PROBLEM REQUIREMENTS – Gather up every line from the entries below that uses the word "reads".

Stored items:
***

PR #1145, opened 2023-06-21
refactor(async client): refactor background task

niklasad1:
Split send and receive to separate tasks to support multiplexing reads and writes

Summary of what was wrong before:

1. A request from frontend came into this task
2. We try to send it off to backend, .awaiting that to complete
4. But! The backend is applying backpressure, oh no! so it won't accept any new messages until some messages are read from it to clear that queue.
3. So this send keeps .awaiting because reading happened in the same task, no reads will happen until the send completes, so essentially we are in a deadlock situation.

### Benches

***

ANSWER TO THIS EXERCISE –
Split send and receive to separate tasks to support multiplexing reads and writes
3. So this send keeps .awaiting because reading happened in the same task, no reads will happen until the send completes, so essentially we are in a deadlock situation.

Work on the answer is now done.